[Exercise directions] Copy every line of the listing that holds the string "Maybe".

[Information provided]
PR #2231, opened 2024-04-25
[wip] feat: willow implementation

Frando:
## Description

Work in progress! Implementation of https://willowprotocol.org/ for iroh

*Protocol*

The `protocol` module contains the data structures and basic interactions as defined by the Willow specs. It is IO-less and not generic, all types are concrete.

* [x] [Willow data model](https://willowprotocol.org/specs/data-model/index.html#data_model) `proto::willow`
   * [x] Use willow-rs (see #2616 )
*  [Meadowcap](https://willowprotocol.org/specs/meadowcap/index.html#meadowcap) `proto::meadowcap`
     * [x] Use willow-rs (see #2616 )
* [x] [Groupings ](https://willowprotocol.org/specs/grouping-entries/index.html#grouping_entries) `proto::groupings`
   * [x] Use willow-rs (see #2616 )
* Willow Geneal Sync Protocol (WGSP) `proto::sync` 
  * [x]  Most message type structs written down
  * [x]  Private Area Intersection
  * [ ] Cryptographic fingerprint (uses only XOR atm)
  * [ ] Protocol-compliant encoding

*Session*

The `session` module contains the implementation of the WGPS protocol session.

* [x] Session setup
* [x] Private area intersection
* [x] Set reconciliation
* [ ] Resource control
  * [x] Binding resources
  * [ ] Freeing resources
  * [x] Issue initial guarantees
  * [x] Respect issued guarantees
  * [ ] Issue new guarantees
* [x] Live data mode between two peers
  * [x] Subscribe to new inserts and send to active sessions
  * [x] Only send entries for matcing shared areas of interest
* [ ] Verified streaming for payloads with bao outboards embedded
* [ ] Payload requests
* [ ] ~~Live data mode in a swarm setting~~

*Net*

The `net` module opens sessions over iroh-net QUIC connections.

* [x] Commitment exchange
* [x] Separate channels for each logical channel
* [x] Basic session lifecycle (allow to close sessions)
* [x] Properly terminate connections gracefully (fixed by #2599)
* [x] Properly deal with simultaenous connections by only using one of them deterministicaly (fixed by #2599)
* [x] Do not drop intents if the session is about to be closed when submitting a new intent  (fixed by #2599)

*Store*

The `store` module contains backing stores for entries and keys

* Store traits and generic functionality
  * [x] Entry store trait
  * [x] Key store trait
  * [x] Use iroh-blobs for payload storage
  * [ ] Store capabilities by hash and do reference counting
  * [ ] Expose hook to prevent GC of payloads and/or do reference counting for payloads
* [x] PoC memory store
* [ ] move store to own thread & sessions to local pools
* [ ] redb store
  * [ ] port @rklaehn's redb PoC
  * [ ] figure out if the traits need to change for our delayed commit strategy
  * [ ] add `commit` to the store trait
* [ ] subscriptions
  * [ ] reliable/persistent subscriptions

*Engine*

- [x] PeerManager (1 session peer peer only)
- [x] Intents
  - [ ] changing between `ReconcileOnce` and `Live` modes

*Other*

- [ ] How can builder APIs be done nicely over FFI

## Breaking Changes

Once we integrate, this will be a very much breaking changes for everything around docs: This will break not only APIs, but also the protocol and the storage. We cannot offer automatic migration even, because signatures change. How exactly we deal with this situation is tbd. Likely we will offer an out-of-tree tool to migrate data from the old iroh-docs to the new willow iroh-docs.

## Change checklist

- [ ] Self-review.
- [ ] Tests if relevant.


iroh-willow/src/net/codec.rs
```diff
@@ -0,0 +1,55 @@
...
+
+impl Decoder for WillowCodec {
+    type Item = Message;
+    type Error = anyhow::Error;
+    fn decode(&mut self, src: &mut BytesMut) -> Result<Option<Self::Item>, Self::Error> {
+        if src.len() < 4 {
+            return Ok(None);
+        }
+        let bytes: [u8; 4] = src[..4].try_into().unwrap();
+        let frame_len = u32::from_be_bytes(bytes) as usize;
```
dignifiedquire, line 20: https://docs.rs/bytes/latest/bytes/buf/trait.Buf.html#method.get_u32 is easier

Frando: :+1: copied this from `iroh-sync` :smile:

dignifiedquire: oh no, that means I wrote this probably 🤣

Frando: this is gone after refactors (not using tokio codec anymore)

Cargo.toml
```diff
@@ -26,6 +30,14 @@ opt-level = 3
...
 incremental = false
 
+[profile.dev.package.ed25519-dalek]
+opt-level = 3
+
+[profile.dev.package.curve25519-dalek]
+opt-level = 3
+
+[profile.dev.package.iroh-blake3]
+opt-level = 3
```
dignifiedquire, line 40: you can do

```toml

[profile.dev.package]
ed25519-dalek = { opt-level = 3 }
curve25519-dalek = { opt-level = 3 }
iroh-blake3 = { opt-level = 3 }


```

iroh-willow/src/form.rs
```diff
@@ -0,0 +1,155 @@
+//! Types for forms for entries
```
dignifiedquire, line 1: I like the idea of these, but `form` seems a little confusing as a name, I don't have a better one (yet) though

iroh-willow/src/net.rs
```diff
@@ -0,0 +1,671 @@
...
+        // channel id.
+        Role::Alfie => {
+            channels
+                .map(|ch| {
+                    let conn = conn.clone();
+                    async move {
+                        let (mut send, recv) = conn.open_bi().await?;
+                        send.write_u8(ch.id()).await?;
+                        trace!(?ch, "opened bi stream");
+                        Result::<_, anyhow::Error>::Ok((ch, Some((send, recv))))
```
dignifiedquire, line 137: you can write `anyhow::Ok` as a shorthand

iroh-willow/src/net.rs
```diff
@@ -0,0 +1,671 @@
...
+        LogicalChannelSenders {
+            intersection: pai.0,
+            reconciliation: rec.0,
+            static_tokens: stt.0,
+            aoi: aoi.0,
+            capability: cap.0,
+            data: dat.0,
+        },
+        LogicalChannelReceivers {
+            intersection_recv: pai.1.into(),
```
dignifiedquire, line 197: why have `_recv` on these, but not `_send` on the `LogicalChannelSenders`?

iroh-willow/src/net.rs
Frando: Worked in most places but not all, not sure why.

iroh-willow/src/net.rs
```diff
@@ -0,0 +1,671 @@
...
+    send_stream.finish().await?;
+    trace!("close");
+    Ok(())
+}
+
+async fn exchange_commitments(
+    send_stream: &mut SendStream,
+    recv_stream: &mut RecvStream,
+) -> anyhow::Result<InitialTransmission> {
+    let our_nonce: AccessChallenge = rand::random();
```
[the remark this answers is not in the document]
Frando: Changed it to pass the nonce into the `net` functions.
In the upper layer (`PeerManager`) it's not yet pluggable.

iroh-willow/src/proto/pai.rs
```diff
@@ -0,0 +1,173 @@
...
+            FragmentKit::Complete(namespace_id, path) => {
+                let mut pairs = vec![];
+                for prefix in path.all_prefixes() {
+                    pairs.push((namespace_id, prefix));
+                }
+                FragmentSet::Complete(pairs)
+            }
+            FragmentKit::Selective(namespace_id, subspace_id, path) => {
+                let mut primary = vec![];
+                let mut secondary = vec![];
```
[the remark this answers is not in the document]
Frando: fixed

iroh-willow/tests/basic.rs
```diff
@@ -0,0 +1,341 @@
...
+#[tokio::test(flavor = "multi_thread")]
+async fn peer_manager_update_intent() -> Result<()> {
+    iroh_test::logging::setup_multithreaded();
+    let mut rng = create_rng("peer_manager_update_intent");
+
+    let [alfie, betty] = spawn_two(&mut rng).await?;
+    let (namespace, _alfie_user, betty_user) = setup_and_delegate(&alfie, &betty).await?;
+    let betty_node_id = betty.node_id();
+
+    insert(&betty, namespace, betty_user, &[b"foo"], "foo 1").await?;
```
Voronar, line 127: In that test case, if I change the path (both for inserted entry and interest area) to any path, longer than one component (e.g. `&[b"to", b"bar"]`), all session intents do work as expected, but actual entries are not synchronized for Alfie (her store is empty at the end of the test).

Frando: Thanks for playing with this branch and spotting this!

It is very likely exactly as you make it out, a bug in the area-to-range conversion.

I will have a look in the next days. We're also planning to move towards using willow-rs for the data model types, so latest then this will be fixed for sure.

Frando:
I merged #2616 into this branch! `iroh-willow` is now based on `willow-rs`.

Will copy-paste the PR description of #2616 because it contains context and notes/TODOs that shouldn't get lost:

## Description

Adopts [`willow-rs`](https://github.com/earthstar-project/willow-rs) in `iroh-willow`:

* Use the types from [`willow-data-model`](https://docs.rs/willow-data-model/latest/willow_data_model/). Our implementations are replaced by type aliases onto the willow-data-model types with the generics filled in.
* Use [`meadowcap`](https://docs.rs/willow-data-model/latest/willow_data_model/). Our implementations are replaced by type aliases onto the meadowcap types with the generics filled in.

The PR is large and not well readable because I adapted the module structure to be closer to willow-rs as well in the same go (a bit non-ideal, but I was already having to go over most imports once, so did it in one go). I will merge this as soon as all tests are green, and then refine in the main willow PR (#2231).

## Breaking Changes

Many public types from iroh-willow are now type aliases instead of structs.

## Notes & open questions


Based on #2231  and currently uses willow-rs git dependency with two PRs merged in: https://github.com/earthstar-project/willow-rs/pull/45 and https://github.com/earthstar-project/willow-rs/pull/46

### Generics

Type aliases work well in many regards, but they don't really hide all the generics well, they appear in compiler error messages and rust-analyzer doc hovers etc and make all that quite unreadable. We talked about this a bit, and will have to improve the story at least for the public client API, and potentially also for ourselves working in the internals.

* We can newtype wrap everything, then the generics are gone. But the cost is that we'd have to reimplement and forward all methods.
* Maybe there's ways to reduce the generics in iroh-willow itself, by using a zerosized struct that implements a trait with associated types instead. 

### Encodings

This PR does **not yet** include spec-compliant encodings for WGPS messages, it still uses postcard with serde as an interim solution. To make this work with the willow-rs types which don't implement serde, I added wrapper types that takes the willow-encoding and maps them into serde. The proper encodings will still have to be written, same for the integration of ufotofu encoding with our in-memory pipe.

### Key types

We currently have `UserId` and `UserPublicKey` types (and same for namespace): `Id` is a wrapper around `[u8; 32]`, wheres `PublicKey` is the `ed25519_dalek::VerifyingKey`. Converting from Id to PublicKey is fallible (because not all 32 bytes are valid ed pubkeys) and non-free (it involves numeric operations). Before this PR, we used `PublicKey` in meadowcap and `Id` in data-model. This is no longer possible because the generics have to map on the same time. We now use `Id` everywhere and convert to `PublicKey` on demand.

This is non-ideal because the conversion will happen far more often than needed. However willow currently assumes a non-fallible `successor()` function when a `UserId` (`UserPublicKey`) is used as a subspace id.

What we likely want is an in-memory LRU cache for the converted versions. Or a type where the numeric pubkey is optional, but that would either need mutable access to the key for operations, or interior mutability.

iroh-willow/tests/basic.rs
```diff
@@ -0,0 +1,435 @@
...
+#[tokio::test(flavor = "multi_thread")]
+async fn peer_manager_two_intents() -> Result<()> {
+    iroh_test::logging::setup_multithreaded();
+    let mut rng = create_rng("peer_manager_two_intents");
+
+    let [alfie, betty] = spawn_two(&mut rng).await?;
+    let (namespace, _alfie_user, betty_user) = setup_and_delegate(&alfie, &betty).await?;
+    let betty_node_id = betty.node_id();
+
+    insert(&betty, namespace, betty_user, &[b"foo", b"1"], "foo 1").await?;
```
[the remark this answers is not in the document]
Frando: Thanks! It was a bug, and is now fixed. Didn't handle the case well where no `ReconciliationSendPayload` messages were sent after a `ReconciliationSendEntry`. Also added a test so that it doesn't break again.

iroh-willow/tests/basic.rs
Voronar, line 1:
```rust
async fn delegate_path(
    path: Path,
    alfie: Peer,
    betty: Peer,
    user_alfie: UserId,
    user_betty: UserId,
    namespace_id: NamespaceId,
    session_mode: SessionMode,
) -> anyhow::Result<()> {
    let restricted_area = Area::new_path(path.clone());

    let cap_for_betty = alfie
        .delegate_caps(
            CapSelector::any(namespace_id),
            AccessMode::Read,
            DelegateTo::new(user_betty, RestrictArea::Restrict(restricted_area.clone())),
        )
        .await?;

    betty.import_caps(cap_for_betty).await?;

    let entry = EntryForm::new_bytes(namespace_id, path.clone(), "foo");

    alfie.insert_entry(entry, user_alfie).await?;

    let cap_selector = CapSelector::new(
        namespace_id,
        UserSelector::Any,
        AreaSelector::ContainsArea(restricted_area.clone()),
    );

    let interest = Interests::builder()
        .add_area(cap_selector.clone(), vec![restricted_area])
        .build();

    let init = SessionInit::new(interest, session_mode);

    let mut intent = betty.sync_with_peer(alfie.node_id(), init).await.unwrap();

    intent.complete().await.unwrap();

    intent.close().await;

    Ok(())
}

#[tokio::test(flavor = "multi_thread")]
async fn subsequent_cap_delegations() -> Result<()> {
    iroh_test::logging::setup_multithreaded();
    let mut rng = create_rng("subsequent_cap_delegations");

    let [alfie, betty] = spawn_two(&mut rng).await?;

    let user_alfie = alfie.create_user().await?;
    let user_betty = betty.create_user().await?;

    let namespace_id = alfie
        .create_namespace(NamespaceKind::Owned, user_alfie)
        .await?;

    let shared_path1 = Path::from_bytes(&[b"1"])?;
    let shared_path2 = Path::from_bytes(&[b"2"])?;

    tokio::spawn({
        let alfie = alfie.clone();
        let betty = betty.clone();

        async move {
            delegate_path(
                shared_path1,
                alfie,
                betty,
                user_alfie,
                user_betty,
                namespace_id,
                SessionMode::Continuous,
            )
            .await
            .unwrap();
        }
    });

    loop {
        let entries: Vec<_> = betty
            .get_entries(namespace_id, Range3d::new_full())
            .await?
            .try_collect()
            .await?;

        tracing::info!("len1: {:#?}", entries);

        if entries.len() == 1 {
            break;
        }

        sleep(Duration::from_secs(1)).await;
    }

    tokio::spawn({
        let alfie = alfie.clone();
        let betty = betty.clone();

        async move {
            delegate_path(
                shared_path2,
                alfie,
                betty,
                user_alfie,
                user_betty,
                namespace_id,
                SessionMode::Continuous,
            )
            .await
            .unwrap();
        }
    });

    loop {
        let entries: Vec<_> = betty
            .get_entries(namespace_id, Range3d::new_full())
            .await?
            .try_collect()
            .await?;

        tracing::info!("len2: {:#?}", entries);

        if entries.len() == 2 {
            break;
        }

        sleep(Duration::from_secs(1)).await;
    }

    Ok(())
}

#[tokio::test(flavor = "multi_thread")]
async fn mutual_cap_delegations() -> Result<()> {
    iroh_test::logging::setup_multithreaded();
    let mut rng = create_rng("mutual_cap_delegations");

    let [alfie, betty] = spawn_two(&mut rng).await?;

    let user_alfie = alfie.create_user().await?;
    let user_betty = betty.create_user().await?;

    let namespace_id = alfie
        .create_namespace(NamespaceKind::Owned, user_alfie)
        .await?;

    let alfie_path = Path::from_bytes(&[b"a"])?;
    let betty_path = Path::from_bytes(&[b"b"])?;

    tokio::spawn({
        let alfie = alfie.clone();
        let betty = betty.clone();
        let alfie_path = alfie_path.clone();

        async move {
            delegate_path(
                alfie_path,
                alfie,
                betty,
                user_alfie,
                user_betty,
                namespace_id,
                SessionMode::ReconcileOnce,
            )
            .await
            .unwrap();
        }
    });

    loop {
        let entries: Vec<_> = betty
            .get_entries(namespace_id, Range3d::new_full())
            .await?
            .try_collect()
            .await?;

        tracing::info!("alfie path delegated to betty: {:?}", entries);

        if entries.iter().any(|e| e.entry().path() == &alfie_path) {
            break;
        }

        sleep(Duration::from_secs(1)).await;
    }

    tokio::spawn({
        let alfie = alfie.clone();
        let betty = betty.clone();
        let betty_path = betty_path.clone();

        async move {
            delegate_path(
                betty_path,
                betty,
                alfie,
                user_betty,
                user_alfie,
                namespace_id,
                SessionMode::ReconcileOnce,
            )
            .await
            .unwrap();
        }
    });

    loop {
        let entries: Vec<_> = alfie
            .get_entries(namespace_id, Range3d::new_full())
            .await?
            .try_collect()
            .await?;

        tracing::info!("Betty path delegated to Alfie: {:?}", entries);

        if entries.iter().any(|e| e.entry().path() == &betty_path) {
            break;
        }

        sleep(Duration::from_secs(1)).await;
    }

    Ok(())
}
```

I've added two test cases that don't work for some reason. Maybe it's my fault (willow API incorrect usage) or some bug in the willow implementation.

The first test case is subsequent capability delegation.
And the second one is mutual capability delegation.
In both cases, entry synchronization doesn't work as I expect from it (in case of successful scenario, tests should be terminated).

iroh-willow/src/store.rs
```diff
@@ -0,0 +1,144 @@
...
+        // so significant.
+        let token = capability.authorisation_token(&entry, secret_key)?;
+        let authorised_entry = AuthorisedEntry::new_unchecked(entry, token);
+        let inserted = self
+            .entries()
+            .ingest_entry(&authorised_entry, EntryOrigin::Local)?;
+        Ok((authorised_entry, inserted))
+    }
+
+    pub fn create_namespace(
```
Voronar, line 103: Working with namespaces having only their IDs is not very convenient. It would be nice to have some kind of association of namespace ID with some developer provided (in form of opaque data container) readable name like enum variant or constant string. Otherwise, one have to create its own association map with some persistence logic, partially duplicating namespace store as result of that.

iroh-willow/src/store/auth.rs
```diff
@@ -0,0 +1,295 @@
...
+    }
+    pub fn get_write_cap(
+        &self,
+        selector: &CapSelector,
+    ) -> Result<Option<WriteCapability>, AuthError> {
+        let cap = self.caps.get_write_cap(selector)?;
+        Ok(cap)
+    }
+
+    pub fn get_read_cap(
```
Voronar, line 47: It would be nice to have a unique ID for the capability to query it exactly by the ID, because a capability selector could return more than one capability. Also, when we want to list capabilities (e.g. in some admin UI) it would be pleasant to have some readable names associated with the capabilities IDs (as I mentioned in a comment about namespace store ergonomics here https://github.com/n0-computer/iroh/pull/2231#pullrequestreview-2366756832).

matheus23:
what the fuck github

matheus23:
LOL except I can't ?????

matheus23:
Anyhow. I didn't intend it to close *right now*, but intended on closing today.

The implementation is getting extracted in the same vein as `iroh-docs`, `iroh-blobs` and `iroh-gossip`.
Work is going to continue at https://github.com/n0-computer/iroh-willow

[The completed task]
* Maybe there's ways to reduce the generics in iroh-willow itself, by using a zerosized struct that implements a trait with associated types instead. 
I've added two test cases that don't work for some reason. Maybe it's my fault (willow API incorrect usage) or some bug in the willow implementation.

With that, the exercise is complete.